Graduate student  Melanie Seyarto presented her work on “Linking Professional Development to Classroom Quality: Differences by Early Childhood Education Sector,” in a paper session. She posited that while high-quality early education can be a powerful way to support children’s development, preparation for early educators is inconsistent, leaving many teachers without the skills needed to provide young children with enriching learning experiences. Her study used data from a community sample of early educators working in state Pre-K and child care sites to provide new evidence about teachers’ professional development experiences and the links between professional development and classroom practice.

Kai Monet Mathews, director of the California Educator Diversity Project in the UCLA Center for the Transformation of Schools (CTS), presented findings on, “The Six Barriers to Racial Equity in Teacher Education Programs,” a study she conducted with Cathy Balfe, CTS research analyst, CTS doctoral student researcher Erika Yagi, and UCLA alumni Earl Edwards and Christopher Mauerman. Using the Kohli healthy racial climate model as a theoretical framework, the team identified six barriers to racial equity including compositional diversity, financial burden, capitalistic values, community and culture, curriculum and pedagogy, and testing requirements.

Associate Professor  Ananda Marin and  Brenda Lopez, research associate and media coordinator at the UCLA Center for Critical Race Studies in Education, presented their study on “Freedom Dreams Nested Within the Small Stories of Improvisational Jazz Artists,” in an AERA Vice-Presidential Session on “Consequential Futures: The Contested Pursuit of Truth in Freedom Dreaming.” Their study, conducted with doctoral student researcher  Lindsay Lindberg, explored where and with whom creative artists develop their expertise, how the arts serve as a nexus for social, political, and ethical discourses, particularly in regard to education, and how freedom dreams often germinate in collaborative and improvisational contexts.

UCLA alumnus  Mike Hoa Nguyen, now an assistant professor at NYU’s Steinhardt School of Culture, Education and Human Development, chaired the symposium, “Asian American and Native American Pacific Islander-Serving Institutions: Honoring the Past, Examining the Present, and Imagining the Future,” which featured the perspectives of fellow Bruins,  Cynthia Alcantar, now an associate professor and director of Higher Education Administration at Loyola Marymount University, and doctoral student Rikka Venturanza.

UCLA alumna Tunette Powell, an assistant research professor and director of the K–12 Education of the Children’s Equity Project at Arizona State University, and graduate student researcher  Brande Otis, presented “Methods Toward Black Freedom Dreaming: Intergenerational Work with Black Families,” in a paper session on “Strengthening the Voice of Black Families in Family, School, Community Partnerships.”

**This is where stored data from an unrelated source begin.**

Issue #892, opened 2025-10-21
Add Shell process implementation


mcruzdev:
Implement [runShell](https://github.com/serverlessworkflow/specification/blob/main/dsl-reference.md#shell-process).

PR #896, opened 2025-10-22
add RunTask.workflow support

treblereel:
Fix https://github.com/serverlessworkflow/sdk-java/issues/897

This change introduces execution support for sub-workflows within the main workflow definition.
It allows a workflow to invoke another workflow declaratively via the RunTask construct

### DIFF
--- a/impl/test/src/test/java/io/serverlessworkflow/impl/test/SubWorkflowTest.java
+++ b/impl/test/src/test/java/io/serverlessworkflow/impl/test/SubWorkflowTest.java
@@ -1,0 +1,146 @@
+/*
+ * Copyright 2020-Present The Serverless Workflow Specification Authors
+ *
+ * Licensed under the Apache License, Version 2.0 (the "License");
+ * you may not use this file except in compliance with the License.
+ * You may obtain a copy of the License at
+ *
+ * http://www.apache.org/licenses/LICENSE-2.0
+ *
+ * Unless required by applicable law or agreed to in writing, software
+ * distributed under the License is distributed on an "AS IS" BASIS,
+ * WITHOUT WARRANTIES OR CONDITIONS OF ANY KIND, either express or implied.
+ * See the License for the specific language governing permissions and
+ * limitations under the License.
+ */
+package io.serverlessworkflow.impl.test;
+
+import static io.serverlessworkflow.api.WorkflowReader.readWorkflowFromClasspath;
+import static org.junit.Assert.assertEquals;
+
+import io.serverlessworkflow.api.types.Workflow;
+import io.serverlessworkflow.impl.WorkflowApplication;
+import java.io.IOException;
+import java.util.Map;
+import org.junit.Test;
+
+public class SubWorkflowTest {
+
+  private static final String WORKFLOW_TEST_PATH = "workflows-samples/sub-workflow/";
+
+  @Test
+  public void setTest() throws IOException {
+    Workflow workflowParent =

“We cannot ignore the legacy of exploitation and extraction in research for Black folks … and the deficit-based narratives that sort of circulate [around] Black families in research,” said Otis in their presentation. “We want to dream and to imagine new ways of doing research … in ways that honor and resonate with our communities and us.”

Cover photo: Gabriela Corona Valencia shared, “Resisting Carceral State Memory Production: Tracing the Life of Concepcion Ruiz,” in a poster session of “Promising Scholarship in Education Research: Dissertation Fellows and Their Research.” Her study highlighted the impact of eugenic thought and practice in historic and contemporary K–16 public learning environments in East Los Angeles.